“I don’t know what’s come to me,” she said sharply, as soon as the tinder-box was replaced. “Think of her holding fast to him all these years, and training up my bairn to believe in him as if he was a noble martyr! My word, it’s a curious thing for a woman to be taken like that with a man, and no matter what he does, to be always believing him!”
Thisbe pursed up her lips, and twitched her toes up and down as they rested upon the fender, while she directed her conversation at the golden caverns of the fire.
“They say Gorringe the tailor used to beat his wife, but that woman always looked happy, and I’ve seen her smile on him as if there wasn’t such another man in the world.”
Just then the clock gave such a wheeze that Thisbe started and stared at it.
“Quite makes me nervous,” she said, turning back to the fire. “What with the thinking and worry, and her keeping always in the same mind—oh, my!”
She took her hand from the mantel-piece to clap it upon its fellow as a sudden thought struck her, which made her look aghast.
“If he did!” she said after a pause. “And yet she expects it some day. Oh, dear me! oh, dear me! what weak, foolish, trusting things women are! They take a fancy to a man, and then because you don’t believe in him, too, it’s hoity-toity and never forgive me. Well, poor soul! perhaps it’s all for the best. It may comfort her in her troubles. I wonder what Tom Porter looks like now,” she said suddenly, and then looked sharply and guiltily round to see if her words had been heard. “I declare I ought to be ashamed of myself,” she said, and rushing at some work, she plumped herself down and began to stitch with all her might.
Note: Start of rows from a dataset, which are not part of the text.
PR #2641, opened 2024-07-15
Cleanup hweapon comments / unused persEnum_t entries

Vorschreibung:
Specify that some comments on `mg42` are about stationary misc_mg42, not about the wieldable mg42 weapon to increase grep-ability.

Also clean up some unused `persEnum_t` entries.

### DIFF
--- a/src/game/bg_public.h
+++ b/src/game/bg_public.h
@@ -553,7 +553,7 @@ typedef struct pmoveExt_s
 	int silencedSideArm;           ///< Keep track of whether the luger/colt is silenced "in holster", prolly want to do this for the kar98 etc too
 	float sprintTime;
 
-	// MG42 aiming
+	// stationary heavy weapon (e.g. misc_mg42, misc_aagun) aiming
 	float varc, harc;
 	vec3_t centerangles;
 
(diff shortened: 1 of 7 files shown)


src/game/bg_public.h
```diff
@@ -704,13 +704,8 @@ typedef enum
...
 
 	PERS_REVIVE_COUNT,
-	PERS_HEADSHOTS,                ///< Deprecated. Remove?
-	PERS_BLEH_3,
 
-	// mg42                        ///< TODO: I don't understand these here. Can someone explain?
-	PERS_HWEAPON_USE,              ///< enum 12 - don't change
-	// wolfkick
-	PERS_WOLFKICK
+	PERS_HWEAPON_USE = 12,         ///< non-zero when using a stationary hweapon (mg42=1, aagun=2)
```
Aciz: Just FYI this whole enum can hold max 16 values, and it's shared with the engine as it's part of playerstate, it's extremely important to keep track of this and not change the internal numbering as that causes incompatibility with old demos. I would in fact prefer to explicitly define all these 16 values, even the ones that are spare and clearly mark them as unused.

Vorschreibung: @Aciz please check out new revision

Aciz (approved):

Vorschreibung:
Found 1 more unused entry (PERS_HITS), renamed in last revision.

PR #2642, opened 2024-07-15
game: fix sniper scope staying up if revived and holding +attack

### LINKED ISSUE #2637: Cvops scope is up after revive
When Cvops gets killed while scope is up. After revive Cvops has scope up. (Should not be as damage unscopes, therefore getting killed should unscope)

Aciz:
Normally while player spawns, holding `+attack` ceases all weapon functionality until the button is let go. This means that if a player dies while scoped in with a sniper and holds down `+attack` as they get revived, the `PM_Weapon` function does not run and therefore doesn't update the weapon in playerstate, resulting in the player keeping the scope.

fixes #2637


Aciz:
Closing in favor of #2644 which also handles this

PR #2649, opened 2024-07-16
cgame: Add HUD "No Countdown" style to 'followtext'

Vorschreibung:
Add a way to keep the followtext without the reinforce countdown, which can also be inferred from the roundtimer.


Vorschreibung:
Comparison
shot_1721163882
shot_1721163881

PR #2650, opened 2024-07-16
cgame: Add hotkeys for navigating limbo

Vorschreibung:
Add hotkeys to navigate limbo menu.


Vorschreibung:
Demo: https://www.youtube.com/watch?v=YuK2pTWxvR4

Vorschreibung:
Would prefer grid hotkeys for the class selection, i.e. instead of `smefc` just left-to-right on whatever comes below your `1` key, in my case `qwert` - but AFAIS there's currently nothing for this implemented.

PR #2652, opened 2024-07-17
game: Fixup giving ammo

Vorschreibung:
- 'give all'        now only gives up to 'maxammo' for each weapon
- 'give ammo'       now only gives up to 'maxammo'
- 'give ammo all'   now forces 9999 ammo
- 'give ammo -9999' now caps the ammo at 0 instead of becoming negative

### DIFF
--- a/src/game/g_cmds.c
+++ b/src/game/g_cmds.c
@@ -650,6 +650,7 @@ void Cmd_Give_f(gentity_t *ent, unsigned int dwCommand, int value)
 	int      j;
 	int      amount       = 0;
 	qboolean hasAmount    = qfalse;
+	qboolean isAllAmount  = qfalse;
 	int      i            = 1;
 	qboolean validGiveCmd = qfalse;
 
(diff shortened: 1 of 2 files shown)


src/game/g_cmds.c
```diff
@@ -695,8 +696,16 @@ void Cmd_Give_f(gentity_t *ent, unsigned int dwCommand, int value)
 	trap_Argv(++i, amt, sizeof(amt));
 	if (*amt != '\0')
 	{
-		hasAmount = qtrue;
-		amount    = Q_atoi(amt);
+		if (Q_stricmpn(amt, "all", 3) == 0)
+		{
+			hasAmount   = qtrue;
```
Aranud, line 701: This allow using "all" as value for skill and health amount. Which is not wanted.

Aranud (changes requested):

Vorschreibung:
Superseded by https://github.com/etlegacy/etlegacy/pull/2652

src/game/g_cmds.c
Vorschreibung: Not an issue in new PR

PR #2653, opened 2024-07-17
Add some missing header includes & Fix circular 'q_shared.h' include

Vorschreibung:
```
Add some missing header includes
```

&

```
qcommon: Fix circular 'q_shared.h' include

Fix the following circular/recursive include:

           src/qcommon/q_shared.h
includes → src/qcommon/q_math.h
includes → src/qcommon/q_shared.h

By factoring out the required parts used by 'q_math.h' from 'q_shared.h'
into 'q_primitives.h'.
```


Vorschreibung:
Appeases `clangd` greatly / helps with IDE "intellisense".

In the little parlour all was very quiet, save the occasional footstep in the street. The blind was not drawn down, and the faint light from outside mingled with the glow from the fire, which threw up the face of Julia Hallam, where she sat dreamily gazing at the embers, against the dark transparency, giving her the look of a painting by one of the Italian masters of the past.
At the old-fashioned square piano her mother was seated with her hands resting upon the keys which were silent. Farther distant from the fire her figure, graceful still, seemed melting into a darker transparency, one which grew deeper and deeper, till in the corner of the room and right and left of the fireplace the shadows seemed to be almost solid. Then the accustomed eye detected the various objects that furnished the room, melting, as it were, away.
Only on one spot did there seem a discordant note in the general harmony of the softly glowing scene, and that was where the rays from a newly-lighted street lamp shone straight upon the wall and across the picture of Robert Hallam, cutting it strangely asunder, and giving to the upper portion of the face a weird and almost ghastly look.